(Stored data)
***

Issue #6556, opened 2022-04-25
Add Support for Symfony 6


alexander-schranz:
# Problem description

Add Support for Symfony 6.

# Proposed solution

Upgrade dependencies and sulu core to be compatible to Symfony 5.4 / 6.0.

 - #6515
 
# External Dependencies Symfony 6 Support

The following packages need to be updated first before symfony 6 compatibility can be added:

 - [x] [massive/search-bundle](https://github.com/massiveart/MassiveSearchBundle)
   - [x] https://github.com/massiveart/MassiveSearchBundle/pull/167
 - [x] [massive/build-bundle](https://github.com/massiveart/MassiveBuildBundle)
   - [x] https://github.com/massiveart/MassiveBuildBundle/pull/23
 - [x] [handcraftedinthealps/rest-routing-bundle](https://github.com/handcraftedinthealps/RestRoutingBundle)
   - [x] https://github.com/handcraftedinthealps/RestRoutingBundle/pull/18
   - [x] https://github.com/FriendsOfSymfony/FOSRestBundle/pull/2368
 - [x] [jackalope/jackalope](https://github.com/jackalope/jackalope)
    - [x] https://github.com/jackalope/jackalope/pull/369
 - [x] [jackalope/jackalope/jackalope-doctrine-dbal](https://github.com/jackalope/jackalope-doctrine-dbal)
 - [x] [jackalope/jackalope-jackrabbit](https://github.com/jackalope/jackalope-jackrabbit)
    - [x] https://github.com/jackalope/jackalope-jackrabbit/pull/168
    - [x] https://github.com/jackalope/jackalope-jackrabbit/pull/169
 - [x] [phpcr/phpcr-shell](https://github.com/phpcr/phpcr-shell)
   - [x] https://github.com/jackalope/jackalope/pull/372
   - [x] https://github.com/phpcr/phpcr-utils/pull/207
   - [x] https://github.com/jackalope/jackalope-jackrabbit/pull/170 
   - [x] https://github.com/phpcr/phpcr-shell/pull/210
 - [x] [friendsofsymfony/http-cache-bundle](https://github.com/FriendsOfSymfony/FOSHttpCacheBundle)
    - [x] https://github.com/FriendsOfSymfony/FOSHttpCacheBundle/pull/573
 - [x] [phpcr/phpcr-migrations](https://github.com/phpcr/phpcr-migrations)
    - [x] https://github.com/phpcr/phpcr-migrations/pull/14
[...]

PR #6571, opened 2022-04-28
Replace deprecated self::$container with self::getContainer() in tests

alexander-schranz:
| Q | A
| --- | ---
| Bug fix? | no 
| New feature? | no 
| BC breaks? | no 
| Deprecations? | no  
| Fixed tickets | fixes # 
| Related issues/PRs | #6556 
| License | MIT

#### What's in this PR?

Replace deprecated self:: with self::getContainer() in tests

#### Why?

The `self::$container` was removed and the container is now provided over symfony `getContainer` method.


src/Sulu/Bundle/TestBundle/Testing/ContainerTrait.php
```diff
@@ -1,31 +0,0 @@
...
-use Symfony\Component\DependencyInjection\ContainerInterface;
-
-trait ContainerTrait
-{
-    /**
-     * @internal The "getContainer" function is deprecated use self::$container variable instead.
-     *
-     * This function exist to keep compatibility to old tests.
-     */
-    protected static function getContainer(): ContainerInterface
```
alexander-schranz, line 23: This conflicts with the symfony getContainer method and so need to be removed. Symfony ships the same implementation now https://github.com/symfony/symfony/blob/d11e41be6cb23016894c564d5c2b9ef3357ecaa7/src/Symfony/Bundle/FrameworkBundle/Test/KernelTestCase.php#L100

***

■ Required action:
Copy out every line in the entries above that holds "ContainerTrait".

■ Solution for this problem:
src/Sulu/Bundle/TestBundle/Testing/ContainerTrait.php
-trait ContainerTrait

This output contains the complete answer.